Venues include the Kennedy Center for the Performing Arts, Alice Tully Hall at Lincoln Center, Wigmore Hall, the Berlin Philharmonic, Carnegie Hall, Times Center New York, Symphony Space, BargeMusic, the National Arts Centre of Canada, the Corcoran Gallery of Art, the Museum of Modern Art in NY, the Theatre du Chatalet in Paris, the Tanglewood, Aspen, Bennington and Ojai Music Festivals. Her honors include those from the Guggenheim, Koussevitzky and Fromm Foundations, Radcliffe Institute of Advanced Studies at Harvard University, Copland House, Harvard Musical Association, Chamber Music America, the MacDowell and Yaddo colonies, and Rockefeller Foundation's Bellagio Center, two awards from the American Academy of Arts and Letters (a Leiberson Fellowship given to "mid-career composer of exceptional gifts" and Charles Ives Scholarship) and first-prize of the 1995 ALEA III Competition, the first American to win in over a decade.

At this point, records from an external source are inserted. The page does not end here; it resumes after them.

PR #366, opened 2023-11-23
[Copilot] Add approximation token function to AI SDK

darjoo:
#### Summary 
The Bank Rec app has the token approximation function which should be in the AI SDK for all to use. 

#### Work Item(s) 
Fixes [AB#492097](https://dynamicssmb2.visualstudio.com/1fcb79e7-ab07-432a-a3c6-6cf5a88ba4a5/_workitems/edit/492097)

### DIFF
--- a/src/System Application/App/AI/src/Azure OpenAI/AzureOpenAIImpl.Codeunit.al
+++ b/src/System Application/App/AI/src/Azure OpenAI/AzureOpenAIImpl.Codeunit.al
@@ -27,6 +27,7 @@ codeunit 7772 "Azure OpenAI Impl"
         TextCompletionsAOAIAuthorization: Codeunit "AOAI Authorization";
         EmbeddingsAOAIAuthorization: Codeunit "AOAI Authorization";
         FeatureTelemetry: Codeunit "Feature Telemetry";
+        Telemetry: Codeunit Telemetry;
         InvalidModelTypeErr: Label 'Selected model type is not supported.';
         GenerateRequestFailedErr: Label 'The request did not return a success status code.';
         CompletionsFailedWithCodeErr: Label 'The text completions generation failed.';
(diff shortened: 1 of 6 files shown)


src/System Application/App/User Settings/src/UserPersonalization.Page.al
```diff
@@ -135,7 +135,10 @@ page 9214 "User Personalization"
         UserSettingsImpl.HideUsersDependingOnPermissions(Rec);
         UserSettingsImpl.HideExternalUsers(Rec);
         CurrPage.Caption := UserSettingsTok;
+    end;
```
darjoo: This should not be here

JesperSchulz (dismissed):

src/System Application/App/AI/src/Azure OpenAI/AzureOpenAIImpl.Codeunit.al
```diff
@@ -480,4 +492,17 @@ codeunit 7772 "Azure OpenAI Impl"
...
 
+    [NonDebuggable]
+    procedure ApproximateTokenCount(Input: Text): Decimal
+    var
+        AverageWordsPerToken: Decimal;
+        TokenCount: Integer;
+        WordsInInput: Integer;
+    begin
+        AverageWordsPerToken := 0.6; // Based on OpenAI estimate
+        WordsInInput := Input.Split(' ', ',', '.', '!', '?', ';', ':', '/n').Count;
```
AndreasMoth, line 503: Should we also add '-', '_', '/', '\' etc.? Or maybe we can give a comment on why only these. Often a - combines two words.
Also, we should probably remove all empty results, like "test, abc" I assume will give the result "test", "" (between ',' and ' ') and "abc". I.E. a count of 3 words

darjoo: We certainly can but this as the name specifies, is just an approximate. If we want a more definite way which covers everything, we should look into https://github.com/openai/tiktoken at a future date. We can create a new function `TokenCount` when we use that.

EvgenijKorovin (approved):

JesperSchulz (approved):

Issue #314, opened 2023-11-08
[BCIdea]: Add reference "FindBlobsByTags" from the "ABS Client Impl." codeunit  to the "ABS Blob Client" codeunit


lorenzfleerackers:
### BC Idea Link

https://experience.dynamics.com/ideas/idea/?ideaid=6c231259-217e-ee11-a81c-000d3ae53364

### Description

I want to filter the blobs by their tags.

The function is allready created in the implementation codeunit but is not added to the client.

![image](https://github.com/microsoft/BCApps/assets/28091845/2a130ce7-da0c-4ae2-a81a-447fcb9e565b)

Can I create the pull request myself?

Kinds regards
Lorenz <br /><br />Internal work item: AB#492545

JesperSchulz:
Just a little more patience. We're currently setting the right automations up between GitHub <-> DevOps <-> BCIdeas. Shortly we'll be ready to triage and approve ideas!

JesperSchulz:
Approved! Please create a PR.

PR #368, opened 2023-11-23
Add reference "FindBlobsByTags" from the "ABS Client Impl." codeunit to the "ABS Blob Client"

lorenzfleerackers:
#### Summary 
BC Idea Link
https://experience.dynamics.com/ideas/idea/?ideaid=6c231259-217e-ee11-a81c-000d3ae53364

Description
I want to filter the blobs by their tags.

The function is allready created in the implementation codeunit but is not added to the client.

In this pull request, I included the function in the client codeunit.

#### Work Item(s) 
Add reference "FindBlobsByTags" from the "ABS Client Impl." codeunit to the "ABS Blob Client" codeunit #314 
https://github.com/microsoft/BCApps/issues/314

### DIFF
--- a/src/System Application/App/Azure Blob Services API/src/ABSBlobClient.Codeunit.al
+++ b/src/System Application/App/Azure Blob Services API/src/ABSBlobClient.Codeunit.al
@@ -570,6 +570,18 @@ codeunit 9053 "ABS Blob Client"
     end;
 
     /// <summary>
+    /// The Find Blobs By Tags operation retrieves blobs based on user-defined tags for the specified blob, represented as one or more key-value pairs.
+    /// see: https://go.microsoft.com/fwlink/?linkid=2211407
+    /// </summary> 
+    /// <param name="SearchTags">A Dictionary of [Text, Text] with tags to search on.</param>   
+    /// <param name="FoundBlobs">An XmlDocument containing the results of the identified blobs.</param>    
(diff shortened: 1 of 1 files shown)


JesperSchulz (dismissed):

mazhelez (dismissed):

src/System Application/App/Azure Blob Services API/src/ABSBlobClient.Codeunit.al
```diff
@@ -569,6 +569,18 @@ codeunit 9053 "ABS Blob Client"
         exit(ABSClientImpl.SetBlobTags(BlobName, Tags));
     end;
 
+    /// <summary>
+    /// The Find Blobs By Tags operation retrieves blobs based on user-defined tags for the specified blob, represented as one or more key-value pairs.
+    /// see: https://go.microsoft.com/fwlink/?linkid=2211407
```
JesperSchulz: That link actually points to "Set Blob Tags" and not to "Find Blobs By Tags". Minor thing, but maybe worth fixing before we merge?

lorenzfleerackers: I changed the URL to the Find Blobs By Tags documentation.

JesperSchulz (approved):

darjoo (approved):

PR #379, opened 2023-11-28
Add verify execute permissions

aholstrup1:
#### Summary 
Porting an internal check to verify that objects are given the appropriate permissions

#### Work Item(s) 
Fixes AB#492320

### DIFF
--- a/build/scripts/VerifyExecutePermissions.ps1
+++ b/build/scripts/VerifyExecutePermissions.ps1
@@ -1,0 +1,91 @@
+param(
+    [Parameter(Mandatory = $true)]    
+    [string] $ModulesDirectory
+)
+
+Set-StrictMode -Version Latest
+Write-Host "Verifying execute permissions on all objects in $ModulesDirectory"
+
+$includefilter = @('*.Table.al', '*.Report.al', '*.Codeunit.al', '*.Page.al', '*.XMlPort.al', '*.Query.al')
+$AlObjects = @{}
+
+foreach ($folder in (Get-ChildItem -path $ModulesDirectory -Directory)) {
+    $files = @(Get-ChildItem -path $folder.Fullname -Recurse -File -Filter *.al -Include $includefilter)
+
+    # Find all objects
+    foreach ($file in $files) {
+        $type = $file.BaseName.Split('.', 2)[1]
+        $content = (Get-Content -Path $file.FullName) | Where-Object -FilterScript { $_ -notmatch '^\s*//' } # filter out comment lines
+        $ObjectName = ($content -match "^$($type)\s\d*\s").Split(" ", 3)[2]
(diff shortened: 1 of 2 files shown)


build/scripts/VerifyExecutePermissions.ps1
```diff
@@ -0,0 +1,91 @@
...
+    [string] $ModulesDirectory
+)
+
+Set-StrictMode -Version Latest
+Write-Host "Verifying execute permissions on all objects in $ModulesDirectory"
+
+$includefilter = @('*.Table.al', '*.Report.al', '*.Codeunit.al', '*.Page.al', '*.XMlPort.al', '*.Query.al')
+$AlObjects = @{}
+
+foreach ($folder in (Get-ChildItem -path $ModulesDirectory -Directory)) {
```
mazhelez:
```suggestion
foreach ($folder in (Get-ChildItem -Path $ModulesDirectory -Directory)) {

```

mazhelez: I don't get why it's going to every folder in a module. Shouldn't it just scan recursively for .al files in the module's folder?

aholstrup1: It probably should 😆 Let me adjust that

build/scripts/VerifyExecutePermissions.ps1
```diff
@@ -0,0 +1,87 @@
+param(
+    [Parameter(Mandatory = $true)]
+    [string] $ModulesDirectory
```
mazhelez: I know we only call it for the system modules now, but technically `$ModulesDirectory` is just an app project folder.
I suppose this check would be added for other apps as well, so let's adjust that.

build/scripts/VerifyExecutePermissions.ps1
```diff
@@ -0,0 +1,87 @@
...
+                $ObsoletePending = $content.IndexOf($ObsoletePending[0]) -lt $content.IndexOf($brackets[1])
+            }
+        }
+        $ObsoleteRemoved = $ObsoleteRemoved -and (-not $ObsoletePending)
+    }
+
+    # check if inherent execute entitlements exist on object level
+    $InherentDefined = ($content -match '(\s)InherentEntitlements.+X')
+
+    if (!($ObsoleteRemoved) -AND !($InherentDefined)) {
```
mazhelez:
```suggestion
    if (!($ObsoleteRemoved) -and !($InherentDefined)) {

```

mazhelez (approved):
Not a fan of this parsing around, but I admit we have nothing better at the moment. So, let's do it!

mazhelez (approved):

tomasmsft (approved):

PR #401, opened 2023-12-01
#387 BCPT TestSuiteLineExists

### LINKED ISSUE #387: [Bug]: Missing function BCPT TestSuiteLineExists
### Describe the issue

Currently there are no way of knowing if a TestSuiteLine that runs an object already exists. 

Since removing the option Access = Internal is out of the option (#361 ) we have to create a function that returns true if a line with that objects exists.

An override function can also search for the combination of object and the parameter field.

To make the searching better a key should be created
  key(Key3; "BCPT Code", "Codeunit ID", Parameters)
     

### Expected behavior

Possible to see if a BCPT Suite line already exists.

### Steps to reproduce

n/a

### Additional context

I can fix it.

NAVFreak:
#### Summary 
I have added functions to see if Test Suite Lines already exists. On two functions it also returns the lineno.

#### Work Item(s) 
Fixes #387 

<br /><br />Internal work item: AB#493728

### DIFF
--- a/src/Tools/Performance Toolkit/App/src/BCPTLine.Table.al
+++ b/src/Tools/Performance Toolkit/App/src/BCPTLine.Table.al
@@ -260,6 +260,9 @@ table 149001 "BCPT Line"
         {
             SumIndexFields = "No. of Sessions";
         }
+
+        key(Key3; "BCPT Code", "Codeunit ID", Parameters)
+        { }
     }
 
     var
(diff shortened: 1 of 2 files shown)


JesperSchulz:
@NAVFreak, please fix compilation issues, then we'll get this reviewed and in it goes 🥳

Seem to be fairly straight forward:
Error: AA0150 Parameter 'SuiteCode' is declared by reference but never changed in method 'SetBCPTLineCodeunitFilter'.
Error: AA0150 Parameter 'CodeunitID' is declared by reference but never changed in method 'SetBCPTLineCodeunitFilter'.

ChethanT (approved):

PR #402, opened 2023-12-01
#398 GetSeed for CU Any

### LINKED ISSUE #398: Add "GetSeed" to "Library - Random"
### Describe the request

When working with random values it could be more helpful if you can output the current seed to the error message by getting it:

image

(Or would it be possible to output the current seed by default at the stored error message in the test tool?)

It would help at analyzing errors by knowing which seed got used to reproduce the error (by setting it for example at the beginning of the test and then debug)

### Additional context

see above

TKapitan:
#### Summary 
GetSeed() procedure for CU Any. It required a small refactoring for the SetDefaultSeed() procedure to explicitly define the seed instead of the implicit definition using Randomize(). The value used as seed is still the same.

#### Work Item(s) 
Fixes #398

<br /><br />Internal work item: AB#493044

### DIFF
--- a/src/Tools/Test Framework/Test Libraries/Any/src/Any.Codeunit.al
+++ b/src/Tools/Test Framework/Test Libraries/Any/src/Any.Codeunit.al
@@ -252,14 +252,9 @@ codeunit 130500 "Any"
     /// Setting this value will change the numbers returned.
     /// </summary>
     procedure SetDefaultSeed()
-    var
-        DateTime1, DateTime2 : DateTime;
     begin
-        DateTime1 := CreateDateTime(Today(), 000000T);
-        DateTime2 := CurrentDateTime();
-
         SeedSet := true;
-        SetSeed(DateTime2 - DateTime1);
+        SetSeed(Time() - 0T);
     end;
 
     /// <summary>.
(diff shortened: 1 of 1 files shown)


src/Tools/Test Framework/Test Libraries/Any/src/Any.Codeunit.al
```diff
@@ -238,14 +238,28 @@ codeunit 130500 "Any"
...
     procedure SetDefaultSeed()
+    var
+        DateTime1, DateTime2 : DateTime;
     begin
+        DateTime1 := CreateDateTime(Today(), 000000T);
+        DateTime2 := CurrentDateTime();
+
         SeedSet := true;
-        Randomize();
+        SetSeed(DateTime2 - DateTime1);
```
grobyns: The default seed is the the current time (# ms since midnight). Date doesn't come into play afaik so why not simply do:
        SetSeed(Time() - 0T);

JesperSchulz: What do you think, @TKapitan. Do you want to make that change?

TKapitan: > The default seed is the the current time (# ms since midnight). Date doesn't come into play afaik so why not simply do: SetSeed(Time() - 0T);

You got me. I somehow forgot that anything that returns Duration can be used. Thanks @grobyns

IhorHandziuk (approved):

In addition to the American Academy in Berlin, her artistic residencies include those at the MacDowell (8), Yaddo (6) and VCCA, she also has held numerous residencies internationally, in Salzburg and Mittersill Austria and Schwandorf, Bavaria, and at the American Academy in Rome, Tyrone Guthrie Center Ireland, and the Bogliasco Foundation in Liguria Italy. (from the composer's bio, courtesy of the University of Wisconsin - Madison)

Anna Weesner's music has received many notable performances, including those by the American Composers Orchestra, Counter)induction, Sequitur, Open End, Network for New Music, Orchestra 2001, the Cypress Quartet, the Cassatt Quartet, Metamorphosen, Ensemble X, Dawn Upshaw, Gilbert Kalish, Richard Goode, Judith Kellock, Scott Kluksdahl, Caroline Stinson and Melia Watras. Weesner was awarded a 2009 Guggenheim Fellowship, a 2008 Academy Award from the American Academy of Arts and Letters, and a 2003 Pew Fellowship. She has been in residence at the MacDowell Colony and the Virginia Center for the Creative Arts. She is Associate Professor at the University of Pennsylvania.

Musiqa (www.musiqahouston.org) is a non-profit organization dedicated to the performance of contemporary classical music. Founded in 2002 and led by four composers, Musiqa aims to enrich and inspire the community through programs that integrate contemporary music with other modern art forms. Musiqa celebrates modern creative arts through interdisciplinary concerts that highlight modern music and its connections to literature, film, dance, art, and more. With its innovative collaborations and educational programming, Musiqa strives to make modern repertoire accessible and vital to audiences of all ages and musical backgrounds.